PR #950, opened 2016-12-25
Updater delegation

zorgiepoo:
Separate updater delegate methods into its own file, make optional delegate methods be able to return optional values, add nullability annotations.


pornel:
Organizing delegate methods is a good idea.

However, casting of the updater doesn't look nice. If the delegate methods require specific class, then the protocol abstraction is a lie from typesystem perspective.

zorgiepoo:
I agree it's not nice, but there are other factors that play into this. My fork doesn't have this issue because it's re-arcitectured to pass everything in the internal drivers instead of invoking methods on SUUpdater, but I don't want to do those changes or break compatibility _here_.

I also consider it a flaw the compiler can't do this:

```
@class SUUpdater; // don't #import "SUUpdater.h"
SUUpdater<SUUpdaterPrivate> *updater = ...;
updater.delegate; // error, forward-declaration class
```

Else I would have used `SUUpdater *` instead of `id`

Lastly, the decision to pass `SUUpdater *` to our delegate methods is *also* a [bad decision](https://zgcoder.net/ramblings/avoid-passing-the-delegator) that's not revertible now.

And then you'd have to ask if we benefit from restricting what we expose from SUUpdater, and perhaps that's useful even though the restriction is in between rather than exposing everything vs exposing nothing.

zorgiepoo:
Ok, I can do this without typecasting by working around the compiler defect by first using a temporary `id<SUUpdaterPrivate>` variable.. Hang on.

PR #951, opened 2016-12-26
Decouple and simplify installation code using protocols

zorgiepoo:
This also fixes a bug where the status progress window would be visible during interactive (non-guided) package installations. Possibly the last major refactor change to sync with my fork.


pornel:
Nicely untangles the code!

++++++

AIM OF THE EXERCISE: Produce a faithful copy of all the material above.

RESPONSE TO THE TASK:
PR #950, opened 2016-12-25
Updater delegation

zorgiepoo:
Separate updater delegate methods into its own file, make optional delegate methods be able to return optional values, add nullability annotations.


pornel:
Organizing delegate methods is a good idea.

However, casting of the updater doesn't look nice. If the delegate methods require specific class, then the protocol abstraction is a lie from typesystem perspective.

zorgiepoo:
I agree it's not nice, but there are other factors that play into this. My fork doesn't have this issue because it's re-arcitectured to pass everything in the internal drivers instead of invoking methods on SUUpdater, but I don't want to do those changes or break compatibility _here_.

I also consider it a flaw the compiler can't do this:

```
@class SUUpdater; // don't #import "SUUpdater.h"
SUUpdater<SUUpdaterPrivate> *updater = ...;
updater.delegate; // error, forward-declaration class
```

Else I would have used `SUUpdater *` instead of `id`

Lastly, the decision to pass `SUUpdater *` to our delegate methods is *also* a [bad decision](https://zgcoder.net/ramblings/avoid-passing-the-delegator) that's not revertible now.

And then you'd have to ask if we benefit from restricting what we expose from SUUpdater, and perhaps that's useful even though the restriction is in between rather than exposing everything vs exposing nothing.

zorgiepoo:
Ok, I can do this without typecasting by working around the compiler defect by first using a temporary `id<SUUpdaterPrivate>` variable.. Hang on.

PR #951, opened 2016-12-26
Decouple and simplify installation code using protocols

zorgiepoo:
This also fixes a bug where the status progress window would be visible during interactive (non-guided) package installations. Possibly the last major refactor change to sync with my fork.


pornel:
Nicely untangles the code!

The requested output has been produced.